His mother said “Farewell Boswell” to the empty room and knelt down at the sink.  She looked at the muddle of bottles, pots, jars and tins … dribbling, out-of-date, scrunched up, dried up, half-used, never-used clutter.  In her head her own mother said: “It’s disgraceful Elaine” – and it was … “It’s embarrassing Elaine” – and it was …

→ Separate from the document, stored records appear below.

PR #1285, opened 2025-09-18
Add basic NMI support

Timmmm:
If you call `zset_pending_nmi(0)` before `ztry_step()` then this will now trigger an NMI and jump to a configurable address.

### DIFF
--- a/config/config.json.in
+++ b/config/config.json.in
@@ -55,6 +55,7 @@
       "base": 33554432,
       "size": 786432
     },
+    "nmi_handler_address": 0,
     "clock_frequency": 1000000000,
     "instructions_per_tick": 2,
     "wfi_is_nop": true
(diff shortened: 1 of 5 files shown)


Timmmm:
This code isn't actually called from anywhere. We did something like this on a previous project and it worked will though. Some things to think about:

1. Is adding the extra function the best way, or should we simply add a parameter to `try_step()` that forces an NMI. After having written the code I'm kind of thinking maybe the parameter is a better approach. It feels a bit less hacky.
2. How do we test this?

Timmmm:
Discussed in the meeting:

1. We'll go with a separate function for now.
2. Won't bother testing it for now. We don't test normal interrupts anyway. Eventually we can use a "trickbox" (MMIO device) to trigger NMIs from tests.

So I think this is ready. No idea what the Lean failure is.

PR #1286, opened 2025-09-19
Reduce duplication in vsetvl-type instructions

Timmmm:
Reduce duplication by adding a function that can execute all three `vsetvl`-type instructions and delegating to those.

This also makes it a bit easier to see how the instructions differ and how they are the same.

### DIFF
--- a/model/extensions/V/vext_vset_insts.sail
+++ b/model/extensions/V/vext_vset_insts.sail
@@ -103,7 +103,7 @@ function execute_vsetvl_type(
   //
   // Also some cases require that VLMAX doesn't change (i.e. LMUL/SEW is constant).
   if SEW_pow_new > (LMUL_pow_new + elen_exp) |
-     (requires_fixed_vlmax & (lmul_sew_ratio != lmul_sew_ratio_new | not(valid_vtype())) then {
+     (requires_fixed_vlmax & (lmul_sew_ratio != lmul_sew_ratio_new | not(valid_vtype()))) then {
     handle_illegal_vtype();
     return RETIRE_SUCCESS;
   };


Timmmm:
This is on top of #1287.

model/extensions/V/vext_vset_insts.sail
```diff
@@ -156,43 +150,7 @@ function clause execute VSETVL(rs2, rs1, rd) = {
...
-
-  // reset vstart to 0
-  set_vstart(zeros());
-
-  csr_write_callback("vtype", vtype.bits);
-  csr_write_callback("vl", vl);
-  csr_write_callback("vstart", vstart);
-
-  RETIRE_SUCCESS
+  execute(VSETVLI(ma, ta, sew, lmul, rs1, rd))
```
jordancarlin: I'm not convinced that we want the `execute` clauses to be recursive (we should revisit #905 which is related to this as well). What about pulling the logic out into a separate function that both `vsetvli` and `vsetvl` call?

Timmmm: Yeah good point, I will do that.

Timmmm: I split it into a separate function, `execute_vsetvli`.

model/extensions/V/vext_vset_insts.sail
```diff
@@ -140,58 +149,12 @@ mapping clause encdec = VSETVL(rs2, rs1, rd)
...
-
-  // reset vstart to 0
-  set_vstart(zeros());
-
-  csr_write_callback("vtype", vtype.bits);
-  csr_write_callback("vl", vl);
-  csr_write_callback("vstart", vstart);
-
-  RETIRE_SUCCESS
+  execute_vsetvli(vt[vma], vt[vta], vt[vsew], vt[vlmul], rs1, rd)
```
nadime15: It might make more sense to merge vsetvli, vsetivli, and vsetvl into a single function, passing an enum to indicate which instruction to execute and handling the corresponding case accordingly. I think it's a bit easier to maintain.

Timmmm: How about this version? I also refactored it a bit so the shared code only deals with AVL and the `rs1 != zreg` type stuff is done in the instruction (since it doesn't apply to `vsetivli`).

model/extensions/V/vext_vset_insts.sail
```diff
@@ -77,47 +76,50 @@ function calculate_new_vl(AVL : xlenbits, VLMAX : range(1, vlen)) -> range(0, vl
...
-    // Keep existing vl if it is compatible and vtype.ill is valid.
-    let ratio_pow_new = SEW_pow_new - LMUL_pow_new;
-    let is_legal_vset = ratio_pow_new == ratio_pow_ori & valid_vtype();
-    if not(is_legal_vset) then { handle_illegal_vtype(); return RETIRE_SUCCESS }
+  // "For a given supported fractional LMUL setting, implementations must
+  // support SEW settings between SEWMIN and LMUL * ELEN, inclusive."
+  //
+  // Also some cases require that VLMAX doesn't change (i.e. LMUL/SEW is constant).
+  if SEW_pow_new > (LMUL_pow_new + elen_exp) |
+     (requires_fixed_vlmax & (lmul_sew_ratio != lmul_sew_ratio_new)) then {
```
pmundkur: The `requires_fixed_vlmax` case should also ensure: "Use of the instructions
is also reserved if `vill` was 1 beforehand."
```suggestion
     (requires_fixed_vlmax & (lmul_sew_ratio != lmul_sew_ratio_new | not(valid_vtype())) then {
```

pmundkur (changes requested):
Nice cleanup.

model/extensions/V/vext_vset_insts.sail
nadime15: Yeah looks good!

nadime15 (approved):

model/extensions/V/vext_vset_insts.sail
Timmmm: Hmm this is handled on line 165, but it looks like it was actually missing for `vsetvli` before, even though the comment says `and vtype.ill is valid` (unless there's a check I'm not seeing).

It probably makes sense to handle it here anyway.

Timmmm: > unless there's a check I'm not seeing

Wait, I am blind. Also the check on 165 is actually for the *new* `vtype`.

Good catch!

model/extensions/V/vext_vset_insts.sail
```diff
@@ -77,47 +76,50 @@ function calculate_new_vl(AVL : xlenbits, VLMAX : range(1, vlen)) -> range(0, vl
...
-    // Keep existing vl if it is compatible and vtype.ill is valid.
-    let ratio_pow_new = SEW_pow_new - LMUL_pow_new;
-    let is_legal_vset = ratio_pow_new == ratio_pow_ori & valid_vtype();
-    if not(is_legal_vset) then { handle_illegal_vtype(); return RETIRE_SUCCESS }
+  // "For a given supported fractional LMUL setting, implementations must
+  // support SEW settings between SEWMIN and LMUL * ELEN, inclusive."
+  //
+  // Also some cases require that VLMAX doesn't change (i.e. LMUL/SEW is constant).
+  if SEW_pow_new > (LMUL_pow_new + elen_exp) |
+     (requires_fixed_vlmax & (lmul_sew_ratio != lmul_sew_ratio_new | not(valid_vtype())) then {
```
pmundkur:
```suggestion
     (requires_fixed_vlmax & (lmul_sew_ratio != lmul_sew_ratio_new | not(valid_vtype()))) then {
```
should fix the build I think

pmundkur (changes requested):

pmundkur:
Careful when rebasing this; the web editor is not picking up the  `when currentlyEnabled(Ext_Zve32x)` for `VSETVLI`.

Timmmm:
Thanks, totally would have missed that!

Everything needed sorting and cleaning.  No, it didn’t – it needed throwing away –  all of it.  She would have to replace the lot – and wash the shelves, and she would have to mug up on the replacements:  their constituents, their third world impact and overall eco-burden.

And … horrors!  She would have to sort out herself.  She would be on video tomorrow – intercut with the fabulous, TV-friendly Freya.  And there was next week’s Parents’ Evening … she would have to meet Mitzi’s uber-mum – in the sleek and suntanned flesh.

Reputations were at stake – not only for the Figgis family, but for the entire Class B demographic.  Action was called for.  Her mind filled with a vision … fresh hair, fresh face … new skirt, new blouse … new scarf, new shoes.  She reached for the telephone book and felt cooler and younger already.